– Давай, быстро! Я спешу. Бери свою красотку и неси в лес, пока никого нет. Он подчинился.
– Не вздумай убежать, Матиас, я стреляю быстрее, чем ты бегаешь! И не пытайся воспользоваться своей пушкой, кроме того, я стреляю еще быстрее тебя!
Он вышел из машины, я следовал за ним по пятам. Он открыл дверцу и вытащил Гретту. Слезы текли по его безжизненному лицу.
– Ты ее любил по-настоящему?
– Да, Сан-Антонио. Это все она скомбинировала, я потерял голову.
– Хорошо, хватай ее и иди!
Он взял ее на руки без отвращения, не как носят труп, а как поднимают любимую женщину...

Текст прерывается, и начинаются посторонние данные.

PR #14049, opened 2022-02-14
MFA

zofskeez:
This feature adds multi-factor authentication support to the UI. If the user is required to take further action to satisfy the an mfa requirement they will be presented a form, otherwise for push notifications the standard login form will wait until the mfa requirements are fulfilled and display a message to the user.

image
image


hashishaw (approved):
Nice work! I pulled down the branch and was playing with the various logins, but I didn't see the error timer on a failed passcode. I might have set it up wrong though. Either way, this is a great start and we can follow on with updates!

zofskeez:
> Nice work! I pulled down the branch and was playing with the various logins, but I didn't see the error timer on a failed passcode. I might have set it up wrong though. Either way, this is a great start and we can follow on with updates!

For now I commented out that code and show an error message until I can confirm if the backend is returning a specific error for that case.

ui/app/services/auth.js
```diff
@@ -321,16 +325,98 @@ export default Service.extend({
...
     const [options] = arguments;
     const adapter = this.clusterAdapter();
+    let resp;
+
+    try {
+      resp = await adapter.authenticate(options);
+    } catch (e) {
+      // check for totp not configured mfa error before throwing
+      const errors = this.handleError(e);
+      // stubbing error - verify once API is finalized
```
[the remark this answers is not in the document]
zofskeez: Good call I updated the comment

ui/mirage/handlers/mfa.js
```diff
@@ -0,0 +1,146 @@
+import { Response } from 'miragejs';
```
Monkeychip, line 1: @zofskeez do we need the mirage handler now that the API is done, or will this be useful later for any testing or debugging?

ui/tests/acceptance/mfa-test.js
```diff
@@ -0,0 +1,135 @@
...
+    await click('[data-test-mfa-validate]');
+    didLogin(assert);
+  });
+
+  test('it should handle multiple mfa constraints with 1 passcode method each', async function (assert) {
+    await login('mfa-f');
+    assert
+      .dom('[data-test-mfa-description]')
+      .includesText(
+        '2 methods are required for successful authentication.',
```
Monkeychip, line 95: not sure where this is in the code, but if possible it seems like this should be a written two instead of 2. Any numbers under 10 are generally written out.

Monkeychip (approved):
A couple of comments/questions but nothing blocking. Nice work!

ui/tests/acceptance/mfa-test.js
hashishaw: I think a helper for this would be useful! Angel is right, usually numbers under 10 are wordy

PR #14050, opened 2022-02-14
Client count: remove default period and extra controllers

Monkeychip:
A small PR that removes the default display on the config page. This PR also removes extra controllers that were left over from the nested folder work in my last [PR](https://github.com/hashicorp/vault/pull/14022).

Before:
image

After:
image

### DIFF
--- a/ui/app/templates/components/clients/config.hbs
+++ b/ui/app/templates/components/clients/config.hbs
@@ -1,16 +1,47 @@
-{{#if @isLoading}}
-  <LayoutLoading />
-{{else}}
-  {{#if (eq @mode "edit")}}
-    <form onsubmit={{action "onSaveChanges"}} data-test-pricing-metrics-config-form>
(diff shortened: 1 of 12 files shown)


ui/app/templates/components/clients/config.hbs
```diff
@@ -1,16 +1,47 @@
-{{#if @isLoading}}
```
Monkeychip, line 1: removed @isLoading

ui/app/templates/components/clients/current.hbs
```diff
@@ -45,25 +45,21 @@
         </DocLink>
       </AlertBanner>
     {{/if}}
-    {{#if @isLoading}}
```
Monkeychip, line 48: removed isLoading

hashishaw (approved):
Nice work! "Hide whitespace" saved me here 😅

Мы пошли по дикому папоротнику... Углубились в сырую темноту леса. Водянистый мягкий голубоватый церковный свет царил в чаще. В десяти метрах я увидел лесосеку.
– Положи ее там, Матиас.
Он двигался пошатываясь, медленно опустился на колени и положил ее в кустарник, покрытый каплями росы. Затем он выпрямился, нерешительный, с повисшими руками и полуоткрытым ртом. Он смотрел на меня. Я встал против него, прижимая револьвер к бедру...
– Что ты будешь делать теперь? – спросил он безжизненным голосом.
Я вздохнул, горло пересохло, как трут.
– Что ты хочешь, чтобы я сделал?
Я жал на гашетку, пока магазин не опустел. Затем я бросил оружие на тело Матиаса, которое содрогалось в ежевике. Опустив голову, я вернулся к машине. Я проверил, там ли миллион и таможенные документы, и проскользнул за руль. На сердце у меня была тяжесть...
Этот американский лимузин имел автоматическое переключение скоростей. Я тронулся совсем медленно. В этом лесу было прохладно... Но не как в церкви, а как в склепе. Я ехал не спеша, как человек, который прогуливается, закончив работу. А моя работа была изнуряющая, угнетающая!
Тут и там эмалированные щиты вновь призывали пожалеть косуль. Я с грустью смотрел на них. Люди в Швейцарии очень добры к животным. Это и понятно, швейцарские друзья; я буду очень внимателен к косулям!